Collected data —
PR #1165, opened 2026-08-19
feat(midnight-js): add v8-native tx composition incl. deploy machinery

sp-io:
# Overview

**PR 1004-E2 of the MJS-01 series (#1004)** — the ledger-8 engine composition legs: v8-native call composition, deploy machinery and constructor execution, extending the `loadLedger8Engine` facade to its full 7-method surface. Third of three PRs carved out of the original 1004-E for reviewability — the three (#1167 E0 fixtures, #1168 E1 execution+facade, this) originally summed to a tree byte-identical with the fully reviewed original head; #1168's review follow-ups are all merged in here — `f002525a` (facade passes `Ledger8InstanceMismatchError` through unwrapped), `0aacc76d`'s pass, and its latest (`fc8f22da`, `64a50686`), see the inherited sections at the end. Merge order: #1155 → #1156 → #1159 → #1164 → #1167 → #1168 → this.

## Summary

- **Public facade — the engine's ONLY surface (owner-approved design):** `loadLedger8Engine(): Promise<Ledger8Engine>` (`src/engine/load-engine.ts`), exported from the root barrel. Lazy end-to-end: engine internals and the retained-era WASM (ledger-v8, onchain-runtime-v3, 0.16 glue) load via dynamic imports only — the root bundle keeps zero static WASM linkage (dist-laziness gate extended and asserting it). Construction acquires only the 0.16 glue and `onchain-runtime-v3`, and runs `assertSharedLedger8Instance` once (single `onchain-runtime-v3` axis) before anything else; it deliberately does NOT acquire ledger-v8, because only the two composition legs need it (see the review follow-up below). Methods (all options-object based): `extractState`, `downConvertForExecution`, `executeCircuit`, `wrapKeepStateCall`, `executeConstructor` are synchronous; `composeCallTx` and `composeDeployTx` return `Promise<Uint8Array>` and acquire the v8 module on first use via the memoized `loadLedger8()`. The 1004-D primitives are its internals.
- **Circuit execution on the retained 0.16 stack** (`src/engine/execute.ts`): raw `createCircuitContext` sequence (no compact-js), transcript POJO output. Executable golden fixture: `testkit-js/.../fixtures/hf/counter-016/` — the spike's 0.16-compiled counter ported byte-verbatim (git-blob-hash-verified; the 0.18-era twin cannot run on the 0.16 glue), plus a self-minted golden transcript (the spike recorded none; execution is deterministic, no proving involved).
- **Keep-state v9 wrap** (`src/engine/wrap-v9.ts`): resolves the circuit's REAL registered operation from the migrated v9 `ContractState` (a blank `ContractOperation` is rejected by this repo's own composition guard — caught in review, fixed); end-to-end tested with a real non-empty transcript crossing ocrt3 → v9 `partitionTranscripts`.
- **v8-native composition + deploy machinery** (`src/engine/compose-v8.ts`, `src/engine/deploy-v8.ts`): call leg (via the shared `assembleCallPrototype` from 1004-E1, stage `'call-operation'` → intent → `fromPartsRandomized`); deploy leg validates the verifier-key map against the state's declared entry points in BOTH directions before registering anything via `setOperation`, then `fromParts` (fixed segment, matching `createUnprovenLedgerDeployTx` in `packages/contracts`). Outputs are tag-prefixed serialized `Uint8Array`s round-tripped through the v8 decoder, and read back apart to assert what was actually composed. No proving in tests.
- **Errors:** two registry codes. `MIDNIGHT_JS_P_LEDGER8_COMPOSE_FAILED` / `Ledger8ComposeFailedError` with a public `stage` discriminant (`'wrap-call' | 'call-operation' | 'call-verifier-key' | 'deploy-verifier-key' | 'deploy-unknown-circuit' | 'deploy-ambiguous-circuit' | 'deploy-verifier-key-blob'`; the last one wraps the ledger's own failure on `cause`), and `MIDNIGHT_JS_P_LEDGER8_COMPOSE_OPTION_INVALID` / `Ledger8ComposeOptionError` with an `option` discriminant (`'contractState' | 'networkId' | 'ttl'`) for options the WASM would otherwise absorb silently.
- **Deps:** `compact-runtime-ledger8` (`npm:@midnight-ntwrk/compact-runtime@0.16.0`) as a protocol dependency — verified to resolve to real 0.16.0 despite root `resolutions` pinning the ident to 0.18.0-rc.1 (alias descriptors are distinct idents for Yarn's resolutions matching).
- **Gates:** ESLint ACL and dist-laziness extended for the glue alias, ocrt3 and the `./engine` subpath (canary-tested); per-glob 100% coverage entries for all new engine files.

### Notes for reviewers (documented deviations & known items)

- **The brief's `parseSerializedTag` round-trip is moot:** that parser no longer exists — `7a6a9342` ("drop parseSerializedTag until a real caller needs it"), earlier in this same stack, removed it and its tests. Tests assert the exact tag literal plus a real-decoder round-trip instead; the consumer-layer story lands with MJS-02.
- **`transaction[v9]` on a v8 transaction is correct:** wire-format numbers lag era numbers in this ecosystem (cf. `contract-state[v6]` ↔ the 0.16 stack). Confirmed ledger-v8-genuine three ways, incl. a dual-acquisition round-trip (facade-acquired module serializes, independently imported module deserializes byte-identically).
- **Deploy-then-call ergonomics:** `composeDeployTx` returns only the serialized tx (brief-mandated); recovering the deployed address/key-registered state is an integration-milestone item.
- **`networkId`/`ttl` policy stays with the caller, but well-formedness does not.** The earlier claim that the WASM rejects malformed values downstream was wrong: `Intent.new(new Date('nope'))` does not throw and reads back as the Unix epoch, and `fromParts('')` is accepted. Both legs now refuse an empty network id and an invalid TTL up front (`Ledger8ComposeOptionError`). Which network and which TTL policy remain integration-milestone decisions.
- Commit `0e3d0384`'s message says "devDependency" for the glue alias; the diff correctly declares it under `dependencies` (runtime import).

### Review follow-up (`c999718e`)

A full review of this PR found nine issues; all are fixed in that commit. Each was reproduced against the pinned ledger-v8 WASM before being changed.

- **Deploy could widen the contract's entry-point set, and silently change its address.** The verifier-key map was validated in one direction only, and `setOperation` *creates* a slot — so a key naming a circuit the state does not declare was registered without complaint, and because `ContractDeploy` derives its address from the initial state, the deploy landed at a different address than the caller's artifacts describe (measured: `df150065…` vs `37dce3c6…`). Now validated both ways before any registration; new stage `'deploy-unknown-circuit'`. This also removed the post-registration re-read, and with it the code's reliance on ledger-v8 reporting a blank slot as `undefined`.
- **The call leg accepted an operation with no verifier key** — precisely what a constructor-built state carries — composing a call no ledger could verify. Both legs now reject it (`'call-verifier-key'`).
- **Two WASM crossings threw raw, uncoded errors** (the contract-state bridge and the verifier-key setter). Both are wrapped with `cause`, mirroring `envelope.ts`; the setter failure names the circuit it belongs to.
- **`String(circuitId)`** rendered a byte-array entry point as decimal bytes, breaking `Ledger8ComposeFailedError`'s own "never renders byte contents" contract. Replaced by `entryPointName()`, with both arms tested and a test pinning the ledger behaviour it exists for.
- **Engine construction no longer instantiates ledger-v8.** Every consumer — including the keep-state path, which never touches the v8 axis — was paying for multi-megabyte WASM and a hard ledger-v8 dependency. The two composition methods are now async and acquire the module per call; `engine-load-engine-v8-laziness.test.ts` pins that contract. Side effect: `assertSharedLedger8Instance` now runs ahead of any v8 acquisition, so a dual-instantiation can no longer lose the `Promise.all` race and be reported as a missing runtime.
- **One test was vacuous.** `communicationCommitmentRandomness()` and `fromPartsRandomized` make *any* two composed transactions differ, so asserting byte-inequality between a registered and a blank operation could not fail. Replaced by capturing the `ContractCallPrototype` argument (via a subclass of the real class — no cast) and asserting it by value, along with `entryPoint`, `keyLocation` and `address`.
- **Coverage gaps closed:** the guaranteed/fallible transcript split (swapping those two arguments previously passed the whole suite), per-circuit key registration, `networkId`/`ttl`, the round-0 assertion that read a bypass call rather than `executeConstructor`'s own result, an AAA violation, two tautological assertions, and the facade's `typeof` sweep (now strict key equality).
- **The dist-laziness gate had a hole of its own:** it could not see bare side-effect imports, and applied its eager-closure walk to only three of its eight assertions.
- **Comment accuracy:** removed a block documenting `parseSerializedTag` (deleted earlier in this stack), the references to the internal spike repository, the unattested `VerifierKeyNotSet` claim, and a "fully deterministic" over-claim; fixed dead `{@link}` targets; documented the `fromParts` / `fromPartsRandomized` asymmetry against its precedent in `packages/contracts`.

Not changed, and why: the two spike references in `execute.ts` belong to #1168 and are left to that PR; `assembleCallPrototype`'s `partitionTranscripts` guard stays an uncoded `Error` but is now documented as an internal ledger-module invariant rather than a caller error; the attribution test uses one verifier key for two circuits because the fixtures commit exactly one real key (the comment says what that does and does not prove).

### Review follow-up (`2eb82345`)

A second review pass found one more hole in the deploy leg, fixed in that commit.

- **A deploy could leave a declared slot blank and create an undeclared one beside it.** ledger-v8 declares `operations()` as `Array<string | Uint8Array>` and accepts either form, so resolving each declared entry point to a *name* and then doing everything through that name is lossy twice over: two declared entry points that resolve to one name collapsed into a single `Set` member — making both directions of the map-vs-declared check agree while one of the two slots went unregistered — and `setOperation` then ran against the resolved name, so a byte-declared slot stayed blank while a second, undeclared entry point was created next to it. That is the same silently-different-address outcome `'deploy-unknown-circuit'` already guards. The `Set` is now a `Map` from resolved name to the declared entry point: the checks still run on names (because `verifierKeys` is keyed by name), registration uses the declared entry point, and a name that resolves twice throws the new `'deploy-ambiguous-circuit'` stage before either check runs.
- Neither case is reachable through ledger-v8 today — it decodes every entry point back to a string, pinned by the `entryPointName` suite — so the new cases reach the byte half of the declared union through a `ContractState` subclass rather than a cast.

## Test plan

- [x] Tests written first (TDD), verified failing before implementation (incl. mutation-grade checks: operation-resolution asserts the captured constructor argument's serialized value)
- [x] All existing tests pass — full repo suite green (`yarn check:core`); protocol 332/332 at 100/100/100/100 coverage; utils 279/279
- [x] Lint, `typecheck:tests` (pre-push hook) and build all clean; laziness gates green against built dist

## Submission Checklist

- [x] Self-reviewed the diff
- [ ] Reviewer requested
- [x] Update README.md file (if relevant) — fixtures README extended (counter-016 provenance)
- [x] Update documentation (if relevant) — n/a beyond in-repo docs
- [x] No new todos introduced

## Links

- Part of #1004 (MJS-01). Depends on #1155, #1156, #1159, #1164.

## Inherited: review fixes from #1168 (`0aacc76d`)

Took the merge of #1168's review pass. Two of its fixes change behaviour on this
branch's own legs:

- **Canonical key location.** `assembleCallPrototype` now builds the
  contract-qualified `encodeContractKeyLocation` form instead of passing the bare
  circuit id, so `composeV8CallTx`'s prototypes are resolvable through
  `ZKConfigRegistry`. `engine-compose-v8.test.ts` pinned the bare id and now pins
  the canonical form.
- **Zswap fail-fast.** `executeCircuit` refuses a circuit that recorded Zswap
  inputs or outputs (`Ledger8ZswapUnsupportedError`) rather than returning a
  transcript that silently omits them — this branch's compose legs would
  otherwise assemble an unbalanced transaction from one.

Conflict resolutions kept this branch's wider surface (six-stage union,
`Ledger8ComposeOptionError`, all seven engine methods) and layered the parent's
corrections on top: the total `MESSAGES` `Record` replaces the if-chain
fallthrough, and the `distV8Exists` gating is dropped because `loadLedger8`
imports `'../v8.js'`, which vitest resolves to `src/v8.ts` — the composition
suites never needed a build.

Protocol suite on this branch at that point: 273/273 at full coverage, lint
and `typecheck:tests` clean.

## Inherited: review fixes from #1168 (`77d0309f`)

Took the merge of #1168's latest review pass (`fc8f22da`, `64a50686`). All of it
is diagnosis and docs on the shared engine seams this branch builds on — no
success path changes, and no conflict with this branch's own legs (the errors
registry and `protocol-acl` merged cleanly, and the new axis guard is called
with the one axis `loadLedger8Engine` already passes).

- `downConvertForExecution` now validates the runtime binding it dereferences
  and fails with `LEDGER8_RUNTIME_INVALID` naming the absent member, instead of
  relabelling a `TypeError` as `DOWN_CONVERT_FAILED` and sending the caller to
  audit input bytes that are fine.
- `Ledger8RuntimeInvalidError`'s message named the wrong package — following it
  passed the duck-typed guard and decoded on a second WASM instance. It now
  names `onchain-runtime-v3` and says this package exposes no accessor for it.
- `UnknownLedgerVersionError`'s doc block was being discarded; moved onto the
  class it documents.
- A nullish instance probe is reported as `LEDGER8_RUNTIME_INVALID` rather than
  as a dual-instantiation, so the caller is not sent to `npm why` after a
  duplicate that is not there.
- The axis package-name table is null-prototype and frozen, and the axis is
  validated against a closed `satisfies`-checked set before any probe is
  compared, throwing the new `UnknownLedger8AxisError`.
- Docs: the unconditional-runtime-argument rationale is restated on the real
  call graph, and records the condition that would flip it.

Verified on this branch after the merge: protocol 332/332 at 100/100/100/100
coverage, lint, `typecheck:tests` and build clean, laziness and dist gates green
against a fresh build.


VanessaPC (approved):

packages/protocol/src/test/dist-engine-errors.test.ts
```diff
@@ -63,19 +63,31 @@ const transcriptForUnregisteredCircuit = () => ({
...
-// CI the build always precedes the tests, and this gate is the only cover for
-// cross-bundle error identity, so a missing artifact must fail there rather
-// than vanish behind a skip.
-describe.skipIf(!distBundlesExist && !process.env.CI)('dist engine error gate', () => {
+// Never skipped when a bundle is absent: a skip is reported as a pass, so the
+// gate would silently stop guarding — and it is the only cover for
+// cross-bundle error identity. Every orchestrated run has the build ahead of
+// it — turbo's `test` task dependsOn `build` — so a missing bundle is a real
+// failure, called out by the first case below before the imports fail.
+describe('dist engine error gate', () => {
```
sp-io, line 71: Found while syncing the no-skip fix down the stack: this gate had the same shape (`skipIf(!distBundlesExist && !process.env.CI)`), so it self-disabled outside CI — and it is the only cover for cross-bundle error identity. Now unconditional, with the missing-bundle case called out by the first `it` before the imports fail.

The merge also kept this branch's stronger closure-based laziness gates (`eagerContents`/`eagerClosureOf`) and routed their reads through the fail-fast `readDistFile()`.

Verified here: 333 passed, 0 skipped, coverage 100%; lint clean.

Prompt — Nothing should appear in the answer except the lines above from the line with "- Part of #1004" through the line with "and fails with", both included, written out exactly.

Response to the exercise —
- Part of #1004 (MJS-01). Depends on #1155, #1156, #1159, #1164.

## Inherited: review fixes from #1168 (`0aacc76d`)

Took the merge of #1168's review pass. Two of its fixes change behaviour on this
branch's own legs:

- **Canonical key location.** `assembleCallPrototype` now builds the
  contract-qualified `encodeContractKeyLocation` form instead of passing the bare
  circuit id, so `composeV8CallTx`'s prototypes are resolvable through
  `ZKConfigRegistry`. `engine-compose-v8.test.ts` pinned the bare id and now pins
  the canonical form.
- **Zswap fail-fast.** `executeCircuit` refuses a circuit that recorded Zswap
  inputs or outputs (`Ledger8ZswapUnsupportedError`) rather than returning a
  transcript that silently omits them — this branch's compose legs would
  otherwise assemble an unbalanced transaction from one.

Conflict resolutions kept this branch's wider surface (six-stage union,
`Ledger8ComposeOptionError`, all seven engine methods) and layered the parent's
corrections on top: the total `MESSAGES` `Record` replaces the if-chain
fallthrough, and the `distV8Exists` gating is dropped because `loadLedger8`
imports `'../v8.js'`, which vitest resolves to `src/v8.ts` — the composition
suites never needed a build.

Protocol suite on this branch at that point: 273/273 at full coverage, lint
and `typecheck:tests` clean.

## Inherited: review fixes from #1168 (`77d0309f`)

Took the merge of #1168's latest review pass (`fc8f22da`, `64a50686`). All of it
is diagnosis and docs on the shared engine seams this branch builds on — no
success path changes, and no conflict with this branch's own legs (the errors
registry and `protocol-acl` merged cleanly, and the new axis guard is called
with the one axis `loadLedger8Engine` already passes).

- `downConvertForExecution` now validates the runtime binding it dereferences
  and fails with `LEDGER8_RUNTIME_INVALID` naming the absent member, instead of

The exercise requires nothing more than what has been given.